# Gender disappointment



## ccuthbert

I don't find out for another month or so the gender, and yes, a healthy baby is most important. Both boys and girls are a blessing. But I have always wanted a daughter since I was young. When I found out my first was a boy I wasn't sure but was okay with it because I knew I wanted a second child anyway. Now that I have him, I am so happy he is a boy - he is the best thing that ever happened to me. He lights up my life and makes me smile and laugh daily. I never would have thought a boy could be so loving and close. I wouldn't trade him for anything in the world. But, I still can't get that dream of having a daughter out of my mind. I am trying to trust God and know that He will bless me with what is best for our family and what is meant to be. I try to open up my heart to having a second boy but I just worry I'll be crushed if it's not a girl anyway. I know I'll get over it and will love the new baby regardless of the gender but how do I let go of the dream of having a girl? How do I stop myself feeling jealous of all the people that have little girls? It's not that I don't love boys, but want to experience a girl too. I am 37 and it took 20 months to conceive this one, so even if it's possible to get pregnant with a 3rd I'm not sure I would want to.


----------



## musicmomma

I think this is a very honest post and I can relate. I won't be disappointed if I have a boy, but I always wanted a sister and I want that for my daughter. I think that you are completely right in saying that God will bless you with what he thinks is best for your family. That is exactly what I say to myself all the time. My best friend is pregnant with a girl and I had a hard time at first, but I just sit back and think, hey maybe I will have a boy and he will be the greatest gift I have ever had. I think putting excitement into each pregnancy whether its a boy or girl is very important. So if you find out you're having another boy then try to think of all the new exciting things to come. For example, your son will have a life long playmate and loving brother. Brothers stick together and that can be something very very special :)


----------



## Amour

Aww hun.. Hugs!!!

I've just been through this but the other way round, the best advise I would give and in hindsight I would have been the same - is to throw out any pre conceived ideas, thoughts, visions; and I know its easier said that done but I would just think about all the good things a second boy will bring.
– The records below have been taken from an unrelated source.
PR #687, opened 2023-10-20
strip cldr artifact before build

visr:
Unfortunately #685 didn't work, since the same problematic artifact is included in older releases.
This works around the same issue by stripping the cldr artifact of all unnecessary files.


Hofer-Julian:
I've started two jobs to test this branch:

- https://dpcbuild.deltares.nl/buildConfiguration/Ribasim_RibasimJl_BuildLibribasimWindows/2855462?hideProblemsFromDependencies=false&hideTestsFromDependencies=false&expandBuildChangesSection=true
- https://dpcbuild.deltares.nl/buildConfiguration/BuildRibasimCliWindows/2855465?hideProblemsFromDependencies=false&hideTestsFromDependencies=false&expandBuildChangesSection=true

Hofer-Julian:
It builds now, but when actually using the `exe` it fails:
https://dpcbuild.deltares.nl/buildConfiguration/BuildRibasimCliWindows/2855465?buildTab=log&focusLine=0&linesState=534&logView=flowAware

visr:
Nice that it builds. The new error seems unrelated, possibly this is new since we updated the manifests.

I've seen it before that it downloads MKL on first usage. That seems to fail now, not sure if that is only on TeamCity or everywhere, I don't see an artifact for this build that I can download.

I've added 56eae5f73cefee598b893798352a115b128fdb86 to see if that helps. That should already download and bundle all lazy artifacts, which seems preferable anyway, granted it doesn't download many more artifacts we don't actually use.

Hofer-Julian:
> don't see an artifact for this build that I can download.

It doesn't upload artifacts if the build fails, I've changed that behavior and triggered a new build

visr:
Nice, thanks! This seems to work well, also tried the cli locally. It doesn't download MKL on first use anymore. Though now the ribasim_cli.zip grew from 250 MB to 435 MB, due to the new MKL artifact that is 640 MB unzipped.

The reason we need MKL is because we use https://github.com/SciML/LinearSolve.jl which depends on it. Not sure if it is feasible/desirable to try to avoid it.

Hofer-Julian:
> ribasim_cli.zip grew from 250 MB to 435 MB

Unpacked, they are now 1.57 GB. I feel like we reached the point that investigating these large binary sizes should become a higher priority.

Hofer-Julian (approved):
Libribasim tests are still failing but might be because of some TeamCity weirdness.
Let's give it a try!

I only found out yesterday my dreams of having a boy were over for now - but I definately am coming round to the idea and I am getting excited. I just painted a picture of what a imagined my life would be, my son would be, my family towards my son which were just imagined. I trust that God knows best, and is putting the baby in our lives that we need and/or should have.

But I do understand and admittedly, I will probably go through similar disappointed if next baby (God willin)g is a girl; I've never really dealt with boys before apart from my Husband and really wanted to experience love between me and a boy.


----------



## mandaxx

As you say - trust in God. What's meant for you won't pass you. The grass is always greener on the other side and you will regret wishing away your little boy if it does turn out you have one. Very honest post though, as wanting one or the other is a natural feeling that you can't really help xx


----------



## jenniferttc1

I think you might be disappointed at first, but I think all the feelings will completely go away once bub is here, if he's is a boy.


----------



## detterose

I definitely hear you. We're pregnant with our first and I longed so badly for it to be a girl. We had 4 scans to confirm it. Don't get me wrong, I love my baby. It was just hard to let go of the dream of having a little princess. We're already financially struggling preparing for this baby, so the dream of having a second is in the very distant future. And even when we do try, I think I'd be too scared incase we end up having another boy. That sounds horrible like I don't like boys, that's not the case, but I don't think I could emotionally cope with the idea of continuosly having babies until I got a girl. As gender disappointment just in this pregnancy made me feel like the worst human being, I don't think I could bear feeling that way again.


----------



## Ava Grace

Hi Hun I totally understand you feel. I have to say first time around I didn't care about the sex and swayed towards boy as I knew dh preferred a boy but I have just found out I'm having another boy and I have to admit I'm gutted. I only ever wanted two children and I always imagined that I would have a girl! I feel horrible saying it but I can't help the way I feel x


----------